Telling us about that, Basil Nod also dwells upon the secrets of the right barrel filling procedure, that results in limiting the air contact with wine to a certain extent. In order to transfer wine from the barrel (all guests should by all means learn how theory is applied to practice here) the winemaker uses “lopovka” – a special glass device, whose name literally means “to steal from a neighbour” in Hungarian. It was made of a special kind of pumpkin in the past.
Vasyl fills glasses (one third full – as the wine tasting etiquette demands – to make wine breath) and tells the story of a legendary “Angel particle”: an amount of beverage that evaporates out of barrels while aging and really “breathes”. Cellar master tells: wine should be evaluated comprehensively, three senses are involved in wine tasting: vision, smell and taste, and only if everyone likes the product, you can say that the wine is “yours”, since a wine taster may not like the taste even of the best quality wine. So you should search for the right wine for your tastes, that`ll make you feel happy. And this is also an art.

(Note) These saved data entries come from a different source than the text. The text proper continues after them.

PR #4170, opened 2025-01-09
fix(dateOfBirthValidator): Unable to build downstream apps because of missing import

david-gomes5:
[INT-68]

## What does this do?
- Fix unable to build downstream apps because of missing import

When building out package assets, the asserts' imports aren't coerced into relative imports which break namespace imports like the one found in this PR.

## Screenshot / Video
Screenshot 2025-01-09 at 11 15 11

## Testing
Downstream

[INT-68]: https://marshmallow1.atlassian.net/browse/INT-68?atlOrigin=eyJpIjoiNWRkNTljNzYxNjVmNDY3MDlhMDU5Y2ZhYzA5YTRkZjUiLCJwIjoiZ2l0aHViLWNvbS1KU1cifQ

### DIFF
--- a/src/utils/dateOfBirth/dateOfBirthValidator.ts
+++ b/src/utils/dateOfBirth/dateOfBirthValidator.ts
@@ -9,7 +9,7 @@ import {
 } from './dateOfBirthValidator.utils'
 import { FieldValidationError, InputValidationError } from './schema'
 
-import { DateObject } from 'TextDateOfBirthInput'
+import { DateObject } from '../../TextDateOfBirthInput'
 
 export const dateOfBirthValidator = (dateObject: DateObject) => {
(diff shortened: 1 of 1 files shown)


DeadEnglish (approved):

matdiak:
@david-gomes5 can I ask how is this fixing the issue?

david-gomes5:
> @david-gomes5 can I ask how is this fixing the issue?

I added more description to my PR late but basically:
> When building out package assets, the asserts' imports aren't coerced into relative imports which break namespace imports like the one found in this PR.

In the downstream, when importing packages in `node_modules`, it can't do much with 'TextDateOfBirthInput' as an import path because it doesn't know where to look for that, it probably looks in the root of `node_modules` but doesn't find anything.

PR #4171, opened 2025-01-09
fix(React): Fix types after react 19 upgrade

david-gomes5:
[INT-69]

## What does this do?
The [React 19 upgrade](https://github.com/marshmallow-insurance/smores-react/pull/4166) has caused types to error. PR here is to fix erroring types

These changes shouldn't be breaking as it should still work in the downstream apps that have older versions of React types (ones that don't have react 19 or 18.3 installed).

> [!NOTE] 
> These changes aren't breaking for downstream apps that haven't upgraded to React 19 yet as the inputs of the changed types haven't changed. Tested on `agent-portal-www` and found no issue.

## Screenshot / Video
Only typing changes

[INT-69]: https://marshmallow1.atlassian.net/browse/INT-69?atlOrigin=eyJpIjoiNWRkNTljNzYxNjVmNDY3MDlhMDU5Y2ZhYzA5YTRkZjUiLCJwIjoiZ2l0aHViLWNvbS1KU1cifQ

### DIFF
--- a/package.json
+++ b/package.json
@@ -51,6 +51,7 @@
     "@storybook/addon-essentials": "^8.4.7",
     "@storybook/addon-interactions": "^8.4.7",
     "@storybook/addon-links": "^8.4.7",
+    "@storybook/preview-api": "^8.4.7",
     "@storybook/react": "^8.4.7",
     "@storybook/react-vite": "^8.4.7",
     "@storybook/test": "^8.2.1",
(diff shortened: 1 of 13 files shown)


package.json
```diff
@@ -86,7 +87,6 @@
   "dependencies": {
     "@floating-ui/react": "0.27.3",
     "@lexical/react": "^0.23.0",
-    "@storybook/preview-api": "^8.4.7",
```
david-gomes5, line 89: Moving this out of dependencies as we shouldn't have downstream apps install this as it is a dev dep

src/Badge/Badge.tsx
```diff
@@ -18,7 +18,7 @@ export type BadgeProps = {
   zIndex?: number
 }
 
-export function Badge<T extends BadgeProps>({
+export function Badge({
```
david-gomes5, line 21: Unused generic that doesn't actually get used to enrich any types

matdiak (approved):

PR #4216, opened 2025-01-29
feat: upgrading eslint to v9 and removing unneeded deps

rowanhen:
## What does this do?

- upgrades eslint to 9.19.0
- removes unused babel dependencies
- moves .eslintrc to use eslint.config.js
- moves .lintstagedrc to use lint-staged.config.js
- moves .prettierrc to use prettier.config.js
- addresses most eslint associated issues 

> [!TIP]
>  review with whitespace hidden

- closes: https://github.com/marshmallow-insurance/smores-react/pull/4209


eslint.config.js
rowanhen, line 1: pretty much 1-1 with Frames / AP now

eslint.config.js
```diff
@@ -0,0 +1,61 @@
...
+      '@typescript-eslint/no-unsafe-argument': 'off',
+      '@typescript-eslint/no-floating-promises': 'off',
+      // TODO: Temporary warn, to fix in separate PR
+      '@typescript-eslint/no-unsafe-return': 'warn',
+      // TODO: Temporary warn, to fix in separate PR
+      '@typescript-eslint/no-explicit-any': 'warn',
+      '@typescript-eslint/prefer-nullish-coalescing': 'warn',
+      strict: ['error', 'never'],
+      'react-hooks/rules-of-hooks': 'error',
+      'react-hooks/exhaustive-deps': 'off',
```
david-gomes5, line 58: Would we be able to warn here?

Logs might be noisy for ESLint but at least it'll surface in the IDE during development to guide the developer to resolve.

package.json
```diff
@@ -17,6 +18,7 @@
     "build": "npm run clean && tsc --p ./tsconfig.build.json",
     "build-storybook": "storybook build -c .storybook",
     "check-types": "tsc --noEmit",
+    "lint": "eslint .",
```
david-gomes5, line 21: Should it be `eslint . --fix`?

src/LabelledText/LabelledText.tsx
```diff
@@ -8,7 +8,7 @@ import { Text } from '../Text'
 export type LabelledTextProps = {
   children: ReactNode
   label: string | JSX.Element
-  labelMargin?: 2 | 4 | 8 | number
+  labelMargin?: number
```
david-gomes5, line 11: I think we should probably disable the ESLint rule that caused this for smores.

I think from a DX prospective, it might be really nice to have autocomplete suggestions while still being able to set the value to any number

src/SegmentedControl/ToggleButton.tsx
```diff
@@ -22,7 +22,7 @@ export const ToggleButton = <Value,>({
   return (
     <Wrapper
       as="label"
-      data-testId={`value-toggle-${value}`}
+      data-testId={`value-toggle-${value as string}`}
```
david-gomes5, line 25: Would it work if we coerce it to a string instead? underneath this template literal, it should call something similar to `toString` or String.

```suggestion
      data-testId={`value-toggle-${String(value)}`}
```

src/Table/components/TableRow.tsx
```diff
@@ -119,7 +117,7 @@ export const TableRow = <T extends object>({
               {
                 // TODO: React 19 requires the props type by default. It was previously inferred to be 'any'. It would be beneficial to explicitly type this generic value
                 // eslint-disable-next-line @typescript-eslint/no-explicit-any
```
david-gomes5, line 119: Are we able to remove the comments now or no?

src/Table/components/commonComponents.tsx
```diff
@@ -24,7 +24,7 @@ export const StyledHeaderCell = styled.th<TransientProps<TableStylesProps>>`
   z-index: 2;
   text-align: left;
   vertical-align: bottom;
-  ${fontStyleMapping['label']};
+  ${fontStyleMapping.label};
```
david-gomes5, line 27: ESLint rules like these are 🔥

src/Table/components/RowActions.tsx
```diff
@@ -30,59 +30,64 @@ export const RowActions = <T extends object>({
...
+                    className: 'reactElementRowAction',
+                  })}
+                {!('element' in action) && action.genericButton && (
+                  <Button
+                    {...action.genericButton}
+                    handleClick={(e) => {
+                      void (async () => {
                         await handleAction(e, action.onClick)
-                      }}
+                      })()
```
david-gomes5, line 52: I think instead of doing this we can just remove the async from the callback and prefix the line with void like so:
```
handleClick={(e) => void handleAction(e, action.onClick)}
```

I actually don't think I should've turned these into async in the first place, there was a reason for it but I think I didn't need to add it here.
This essentially makes it explicit that we don't care and won't use the return value of the callback

david-gomes5: Looking at the [work](https://github.com/marshmallow-insurance/smores-react/pull/4025/files) that added this, I think I just needed to change the type for allowing for passing a promise but I don't think it was necessary to add all the awaits, there was no reason for it.

david-gomes5 (changes requested):

david-gomes5 (approved):

PR #4218, opened 2025-01-30
chore: adding strict mode to tsconfig

rowanhen:
## What does this do?

- adds strict mode to tsconfig
- addresses associated errors - was pretty much just all our .stories files - so i took the chance to convert them to the new storybook boilerplate in which we can extend them in the future (recommended boiler plate here - https://storybook.js.org/docs/writing-stories)

**Other unrelated changes**
- deletes `BrandCard` & `Emoji` components - not being used anywhere


tsconfig.json
```diff
@@ -3,30 +3,16 @@
     "outDir": "./dist",
     "module": "esnext",
     "target": "esnext",
-    "lib": [
-      "es5",
-      "es6",
-      "es7",
-      "es2017",
-      "es2019",
```
rowanhen, line 11: not supported in any repos we use rn (other than CA but that dm) - so just esnext is probably fine here

tsconfig.json
```diff
@@ -3,30 +3,16 @@
...
-      "dom",
-      "dom.iterable",
-      "esnext"
-    ],
+    "lib": ["esnext", "dom", "dom.iterable"],
     "types": ["react", "node", "vitest/globals"],
     "sourceMap": true,
     "inlineSources": true,
-    "allowJs": true,
-    "checkJs": false,
```
rowanhen, line 20: we have no js in our src folder anymore so can delete

tsconfig.json
```diff
@@ -3,30 +3,16 @@
...
     "jsx": "react",
     "declaration": true,
     "moduleResolution": "Bundler",
     "baseUrl": "src",
     "forceConsistentCasingInFileNames": true,
-    "noImplicitReturns": true,
-    "noImplicitThis": true,
-    "noImplicitAny": true,
-    "strictNullChecks": true,
```
rowanhen, line 29: deletes these in favour of strict

david-gomes5:
Since this is a public component library and I'm presuming we follow semvar, then I think we should flag this one as a breaking change. As we're deleting two components.

src/Accordion/storybook/Accordion.stories.tsx
```diff
@@ -1,18 +1,64 @@
...
 import React from 'react'
-import { Accordion, AccordionProps } from '../Accordion'
-import { CollectionPage } from './Collection'
+import { Box } from '../../Box'
+import { Accordion } from '../Accordion'
 
-export default {
-  title: 'Accordion',
+const meta: Meta<typeof Accordion> = {
+  title: 'Accordian',
```
david-gomes5, line 7:
```suggestion
  title: 'Accordion',
```

david-gomes5 (approved):
🔥

PR #4230, opened 2025-02-04
BREAKING CHANGE: deleting BrandCard and Emoji components, adjusting package type to esm

rowanhen:
## What does this do?

PR to bump for a Major version for the following breaking changes:

1. Deleting `Emoji` and `Brandcard` components (unused internally)
2. Adjusting package.json to type: "module", this will require some changes for our components using Vitest

Steps to fix (2.)

Add the following to vitest.config - 

```
      deps: {
        inline: ['@mrshmllw/smores-react'],
      },
```


src/Icon/iconsList.ts
rowanhen, line 1: formatted by ascending

david-gomes5 (approved):

PR #4263, opened 2025-02-21
feat: removes deprecated typos

matdiak:
BREAKING CHANGE: removes deprecated typos

## What does this do?

Removes deprecated typos from s'mores. This will be released as a major version update.

Changes old | new
Screenshot 2025-02-24 at 11 30 00
Screenshot 2025-02-24 at 11 32 04
Screenshot 2025-02-24 at 11 33 01
db39a2c-96b4-4468-be9d-f0a1d49e5b6b" />
Screenshot 2025-02-24 at 11 35 02

## Screenshot / Video

n/a

https://github.com/orgs/marshmallow-insurance/projects/7/views/58?pane=issue&itemId=98919346&issue=marshmallow-insurance%7Cgrowth%7C2442

## Testing

n/a


src/Text/Text.tsx
```diff
@@ -97,149 +79,14 @@ export const Text: FC<TextProps> = forwardRef<HTMLElement, TextProps>(
 
 Text.displayName = 'Text'
 
-const isNewTypo = (value: string): value is Typo => {
+const isTypo = (value: string): value is Typo => {
   return Object.keys(fontStyleMapping).includes(value)
 }
 
 const Container = styled(Box)<IText>(
-  ({ $align, $color, $cursor, $typo }) => css`
```
david-gomes5, line 105: Is there a reason we're moving `$align`, `$color` and `$cursor`?

david-gomes5 (changes requested):
Would we be able to strictly type the `typo` prop with the `Typo` type?

rowanhen:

Apparently, it is because of the fact that workers here treat their work as an art and mission to preserve the craft and culture of their land, that the sunny beverage made by the wine-makers of Berehovo has a special nuance in its bouquet. A special touch complements delicate and tart aroma of flowers and fruits (sometimes also of wood and tobacco, and even of tanned leather). Probably, this is how passion for your own work and love for tradition smell and taste.